I am not familiar with Pakistani loaches, but going by what I have just read, they appear to grow between 140 – 160 mm and prefer to live in groups. The recommended tank size from one of the more reputable information sites, seems to be one that is in the 4ft range. So definitely bigger than a 10 gallon.


----------



## callistra (Jun 29, 2010)

Neons need schools of at least 6. Some people do okay for some time with 4-5 but it's really not ideal and anything less just can't happen. They'll be too stressed.

Corys are also school fish.


----------



## ChoclateBetta (Jul 22, 2012)

Wait Cories do perfectly fine in schools of 5.


----------



## LebronTheBetta (Apr 23, 2012)

Yes, I think Cories would do well! But I think you'll need Pygmy Cories in a 10G. Cories are actually shoaling fish and do well in groups of 4+. I have 4 myself, they eat extra food but you still have to provide a proper diet with shrimp pellets and algae wafers.


----------



## Friendlyfishies (Aug 16, 2012)

Id skip the pleco and loach and go with the neons...make sure you research the neons tho, they are picky little buggers and have a hard time surviving in certain water perams. I hear white cloud minnows and zebra danios are decent...as well as pygmy cories but im not sure how readily avail they are?


----------



## ChoclateBetta (Jul 22, 2012)

LebronTheBetta said:


> Yes, I think Cories would do well! But I think you'll need Pygmy Cories in a 10G. Cories are actually shoaling fish and do well in groups of 4+. I have 4 myself, they eat extra food but you still have to provide a proper diet with shrimp pellets and algae wafers.
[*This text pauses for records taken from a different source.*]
PR #28369, opened 2024-02-23
FIX: Paiment list does not display right amount

noec764:
Better Display should be like

### DIFF
--- a/htdocs/compta/paiement/list.php
+++ b/htdocs/compta/paiement/list.php
@@ -197,7 +197,7 @@ if (GETPOST("orphelins", "alpha")) {
 	$reshook = $hookmanager->executeHooks('printFieldListWhere', $parameters); // Note that $action and $object may have been modified by hook
 	$sql .= $hookmanager->resPrint;
 } else {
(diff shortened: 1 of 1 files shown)


htdocs/compta/paiement/list.php
```diff
@@ -197,7 +197,7 @@
 	$reshook = $hookmanager->executeHooks('printFieldListWhere', $parameters); // Note that $action and $object may have been modified by hook
 	$sql .= $hookmanager->resPrint;
 } else {
-	$sql = "SELECT p.rowid, p.ref, p.datep, p.fk_bank, p.amount, p.statut, p.num_paiement";
+	$sql = "SELECT p.rowid, p.ref, p.datep, p.fk_bank, pf.amount, p.statut, p.num_paiement";
```
eldy, line 200: We show the data of table llx_paiement table p, so we need the p.amount.
If you add a table from a subtable (here table pf that is detil of 1 paiement dispatched on n invoice), you also need to add an aggregate function (for example SUM).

 I just use varied flakes for my bronze. They only eat flakes.


----------



## MusicEmo (Dec 28, 2012)

Friendlyfishies said:


> Id skip the pleco and loach and go with the neons...make sure you research the neons tho, they are picky little buggers and have a hard time surviving in certain water perams. I hear white cloud minnows and zebra danios are decent...as well as pygmy cories but im not sure how readily avail they are?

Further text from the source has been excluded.